The worldwide human deaths are legitimately connected with respiratory ailments (26%), incessant obstructive pulmonary infection (25%), Ischaemic heart and stroke (17%) due to the risk of extreme air contamination (WHO 2020). As indicated by the United Nations Environment Program, 1.1 billion world population have been compelled to breathe in poisonous air (UNEP 2002). The major sources of air pollutants (PM2.5, PM10, NO2, SO2, CO) in Kolkata are heavy traffic flows, dust emissions from outdated, unwell maintained vehicles, various industries, power plants, activities of construction work, eateries which degrades the air quality standard in and around the Kolkata city.

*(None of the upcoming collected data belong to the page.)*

PR #5861, opened 2025-07-02
fix(bulk data): apt-get update before attempting apt-get install

branliu0:
Script last succeeded on April 30, 2025.

@mlissner observed this error on `apt install -y sudo`.

```
manual-run-cnk6m Installing utilities                                                                                               
manual-run-cnk6m                                                                                                                    
manual-run-cnk6m WARNING: apt does not have a stable CLI interface. Use with caution in scripts.                                    
manual-run-cnk6m                                                                                                                    
manual-run-cnk6m Reading package lists...                                                                                           
manual-run-cnk6m Building dependency tree...                                                                                        
manual-run-cnk6m Reading state information...                                                                                       
manual-run-cnk6m E: Unable to locate package sudo 
```

1. It's preferred to use `apt-get` in scripts. `apt` is for interactive front-end use.
2. It's standard to use `apt-get update` before installing anything -- inability to locate the package suggests that the package list needs to be updated.

### DIFF
--- a/scripts/make_bulk_data.sh
+++ b/scripts/make_bulk_data.sh
@@ -4,7 +4,7 @@ set -e
 echo "Installing utilities"
 
 # Make sure the sudo package is installed
-apt install -y sudo
+apt-get update && apt-get install -y sudo
 
 # Set up Sentry
 curl -sL https://sentry.io/get-cli/ | bash


branliu0:
Not sure why that test would fail... thoughts?

mlissner (approved):
Looks promising. Let's see if it helps. Thanks.

mlissner:
This did the trick, thank you! 

The only change I had to make was in the cronjob, which has the following command:

```
command:
 - /bin/sh
 - -c
 - "[ $(date -d +1day +%d) -eq 1 ] && /opt/courtlistener/scripts/make_bulk_data.sh"
```

This checks if tomorrow is the first and only runs the cronjob if that's the case, so I had to tweak it to check if tomorrow was the third (it currently is).

The export is running now.

branliu0:
Ah, fantastic! Thank you!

Higher PM10 and PM2.5 values have observed during the pre-lockdown period in industrial sites than any other sites, this may be because of resuspension of road dust, vehicular traffic, soil dust, construction activities and local industrial emissions. Moreover, the major source of PM2.5 and PM10 are mostly released from gaseous emission of vehicles, combustion of coal, industrial chimneys and burning of municipal wastes. In general, the principal sources of NO2 are power plants, lighting and transport sectors (Sharma et al. 2020; He et al. 2020). The other sources of NO2 are automobile exhaust and different industrial pollutants in Kolkata (Samanta et al. 1998). At present as the country passing through lockdown situation which imposes strict quarantine rules upon residents, as a result, transportation and industrial activities are paused. Railways, airways, waterways and roadways are stopped which reduces the concentration of CO and NO2 during the lockdown period in Kolkata. The mean concentration of SO2 in the industrial site such as Ballygunge and Rabindra Bharati University was reduced during lockdown period due to the shutdown of industries. The residential sites such as Jadavpur, Bidhannagar and Robindra Sarobar, the mean concentration of PM2.5, PM10, NO2, SO2 and CO reduced drastically due to the closure of heavy traffic and vehicle movements, constructional activities, activities of eateries. The mean concentration of O3 reduced in residential and commercial regions, whereas increased in industrial areas during the lockdown in 2020. It is also noticed that the concentration of O3 increased (31.72%) when compared to the average concentration of 2020 with 2019 of January to May of both the years. The increase of O3 is mainly due to the less consumption of O3 and less emission of NO2 as well (Andrade et al. 2017; Tobias et al. 2020). However, it should be considered that the lockdown situation helps in the improvement of air quality and it can be an alternative measure of improving the air quality.

4 Conclusions

This study assessed the changes taken place during the lockdown (March 24, 2020–May 31, 2020) by comparing the various air pollutants concentration during pre-lockdown (January 1, 2020–March 23, 2020) period. Due to the shutdown of all industries and Vehicle movements during lockdown period improvement in various air pollutants has observed with a significant difference between various regions of industrial, commercial and residential zones in Kolkata. Various air pollutants (PM2.5, PM10, NO2, SO2 and CO) data records from various air quality monitoring stations showed a drastic reduction in air pollutants during the lockdown period. The most significant reduction in NO2 (83.96%) observed in commercial regions (Victoria and Fort William), whereas significant reduction also observed in PM2.5 and PM10 (77.47% and 75.48%) in industrial regions (Ballygunge and Rabindra Bharati University) which is must be due to the shutdown of industries and commercial sectors and reduce vehicle movements. In residential regions (Bidhannagar, Jadavpur and Robindra Sarobar) the highest reduction has observed in NO2 (83.14%) followed by PM2.5 (72.35%), PM10 (69.62) and CO (62.41%) during lockdown period. With a short period of lockdown, the average concentration of all air pollutants reduced by 53.61% which is very significant improvements in air quality in Kolkata. This improvements in all air pollutants may help all the environmental planners in the modification of their existing plan and policies.